FIG. 1 is a schematic diagram showing a schematic configuration of a shadow mask inspection apparatus according to an embodiment of the present invention.

FIG. 2 is a system configuration diagram of a controller of the present apparatus.

FIG. 3 is a flowchart showing an operation procedure according to a program in a controller of the apparatus.

FIG. 4 is an explanatory diagram showing an example of speed data stored in a ROM of the apparatus.

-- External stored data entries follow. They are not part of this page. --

Issue #1034, opened 2025-05-01
0.13.0 task list


necolas:
List of tasks to complete before releasing 0.13.0

- [x] Deprecate `@stylexjs/shared` package on npm.
- [x] Stop publishing `@stylexjs/style-value-parser` to npm.
- [x] Replace `v0.12.0` tag with `0.12.0`.
- [x] Decide other features to include in 0.13.0 
  - [x] babel-plugin
    - [ ] ~https://github.com/facebook/stylex/pull/1005~
    - [x] https://github.com/facebook/stylex/pull/1059
    - [x] https://github.com/facebook/stylex/pull/1019
    - [ ] ~https://github.com/facebook/stylex/pull/856/~
  - [x] eslint-plugin
    - [x] https://github.com/facebook/stylex/pull/1039
- [x] Make sure docs are up-to-date.
  - [x] `defineConsts` docs
    - [x] https://github.com/facebook/stylex/pull/1046
  - [x] `positionTry` docs
    - [x] https://github.com/facebook/stylex/pull/1058
- [x] Update CHANGELOG as part of the `0.13.0` commit.
  - [x] https://github.com/facebook/stylex/pull/1060

mellyeliu:
- We could do a patch release in the meantime, since we made the fix for `firstThatWorks` (https://github.com/facebook/stylex/pull/1009) and the style injection improvements (https://github.com/facebook/stylex/pull/1017), and deprecate `@stylexjs/shared` alongside the patch 

- I'll update `@stylexjs/style-value-parser` to be private and unpublish the npm package, since both `@stylexjs/eslint-plugin` and `@stylexjs/babel-plugin`  will use it

necolas:
Going to punt on https://github.com/facebook/stylex/pull/1005 as defineConsts doesn't fit well outside the compiler. Also punting #856 due to lack of follow up

mellyeliu:
published `0.13.0` to npm

PR #1066, opened 2025-05-18
[release] v0.13.0

mellyeliu:
```
$ npm run release -- -v 0.13.0
```
since https://github.com/facebook/stylex/issues/1034 is wrapped up

will add release notes in separate pr

### DIFF
--- a/examples/example-cli/package.json
+++ b/examples/example-cli/package.json
@@ -1,7 +1,7 @@
 {
   "private": true,
   "name": "example-cli",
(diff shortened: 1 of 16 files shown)


necolas (changes requested):
There's also a patch to the postcss-plugin that should be added to the changelog

mellyeliu:
modified the changelog here: https://github.com/facebook/stylex/pull/1068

FIG. 5 is a schematic diagram showing a schematic configuration of a shadow mask inspection apparatus according to a conventional example.

[Explanation of symbols]

Reference Signs List 1 shadow mask 2 holder 3 rotary table (rotary mechanism) 4 rotary table drive motor (rotary mechanism) 5 line sensor camera 6 focus table (focus mechanism) 7 focus table drive motor (focus mechanism) 8 controller 10 CPU (calculation unit) 11) ROM (arithmetic unit) 12 RAM (storage unit) 13 register (storage unit) 14 pulse oscillator (oscillation unit) 15 address data bus

Claims (2)

[Claims] 1. A shadow mask inspection apparatus comprising: a line sensor camera for observing a mask surface of a shaped shadow mask; and a focus mechanism for moving the line sensor camera in an optical axis direction to focus. A rotation mechanism for relatively rotating the optical axis about an axis perpendicular to the optical axis direction of the line sensor camera, and a controller for controlling both mechanisms so that the rotation mechanism and the focus mechanism operate in synchronization. Shadow mask inspection equipment. 2. An arithmetic unit for calculating operation speed data of a rotation mechanism and a focus mechanism based on a separately input shape of the mask surface, and a storage unit for storing the calculated operation speed data. 2. The shadow mask inspection apparatus according to claim 1, further comprising: a transmission unit for simultaneously transmitting the stored operation speed data to the holder rotation drive mechanism and the focus mechanism at predetermined time intervals.